» Assigned task: Scan the entries and state how many lines contain "tests". Write no other text.

» Provided material:
PR #6259, opened 2026-06-18
SWATCH-5052: Add not-null constraint to host tally buckets

wottop:
Jira issue: SWATCH-5052

## Description

The tables tally_snapshots and host_tally_buckets all have the four fields of sla/usage/billing_provider and billing_account_id. These are treated as not-null by the code, so the task is to make the database constrain them as such.

Of the eight columns, 7 have had that constraint added over several changesets. This will take care of the final one: host_tally_buckets.sla. 

### Verification

1. Run the following to confirm that no null values exist in the prod and stage databases
```select * from tally_snapshots where sla is null limit 10```

## Summary by CodeRabbit

* **Chores**
  * Enhanced data integrity through the application of stricter validation constraints on core system data to improve reliability and prevent incomplete records.


mstead (approved):
Looks good. Had concerns about the pre-check on the changeset, but it runs fast enough against stage and prod. ✔️

PR #6268, opened 2026-06-23
Fix BaseSMHBIComponentTest so that it flushes the transactional outbox 

barnabycourt:
Make BaseSMHBIComponentTest flush the outbox during thenSwatchEventsAppear
    
 When the thenSwatchEventsAppear() method was entered, if the work was not yet completed, then the first call to flushOutboxSynchronously would do nothing.  The method would never be called again because waitForKafkaMessage() would block for 30 seconds.
    
 In order to work around the blocking nature of KafkaBridgeService.waitForKafkaMessage(..) this uses AwaitUtilitiSettings.onConditionNotMet to trigger the flushOutboxSynchronously on each loop if the conditions have not yet been met.

### DIFF
--- a/swatch-metrics-hbi/ct/java/com/redhat/swatch/hbi/events/ct/tests/BaseSMHBIComponentTest.java
+++ b/swatch-metrics-hbi/ct/java/com/redhat/swatch/hbi/events/ct/tests/BaseSMHBIComponentTest.java
@@ -28,10 +28,8 @@ import com.redhat.swatch.component.tests.api.Quarkus;
 import com.redhat.swatch.component.tests.api.Unleash;
 import com.redhat.swatch.component.tests.api.UnleashService;
 import com.redhat.swatch.component.tests.utils.AwaitilitySettings;
-import com.redhat.swatch.component.tests.utils.AwaitilityUtils;
 import com.redhat.swatch.component.tests.utils.Topics;
 import com.redhat.swatch.hbi.events.ct.api.SwatchMetricsHbiRestService;
-import java.time.Duration;
 import org.candlepin.subscriptions.json.Event;
 
 @ComponentTest(name = "swatch-metrics-hbi")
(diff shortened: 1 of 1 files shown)


awood (dismissed):

swatch-metrics-hbi/ct/java/com/redhat/swatch/hbi/events/ct/tests/BaseSMHBIComponentTest.java
```diff
@@ -50,20 +48,16 @@ public class BaseSMHBIComponentTest {
...
-
-    AwaitilityUtils.untilAsserted(
-        () -> {
-          service.flushOutboxSynchronously();
-          for (var expectedMessage : expectedMessages) {
-            kafkaBridge.waitForKafkaMessage(
-                Topics.SWATCH_SERVICE_INSTANCE_INGRESS, expectedMessage, 1);
-          }
-        },
-        settings);
```
Sgitario, line 67: have you tried using the `AwaitilitySettings.onConditionNotMet` method ? 
This is invoked when a condition is not met in each iteration (it will keep trying) and we use it for flushing the billable usage topic which I think it's the same use case than here. 

See an example of usage in `TallySummaryConsumerComponentTest.whenHourlyAggregatesAreReceived`.

If the `onConditionNotMet` works, we would avoid adding a new parameter in a method that already has many parameters.

Sgitario (changes requested):

swatch-metrics-hbi/ct/java/com/redhat/swatch/hbi/events/ct/tests/BaseSMHBIComponentTest.java
barnabycourt: That's a much cleaner solution. I'll have an update for the PR shortly.  :+1:

Sgitario (approved):
lgtm!

PR #6276, opened 2026-06-25
Update resteasy.version to v7.0.2.Final

lindseyburnett:


Sgitario:
@lindseyburnett we cannot bump resteasy to 7.0.2.Final because it's incompatible with `resteasy-spring-boot-starter-common`. It was reported by SWATCH-4900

» Answer section: 10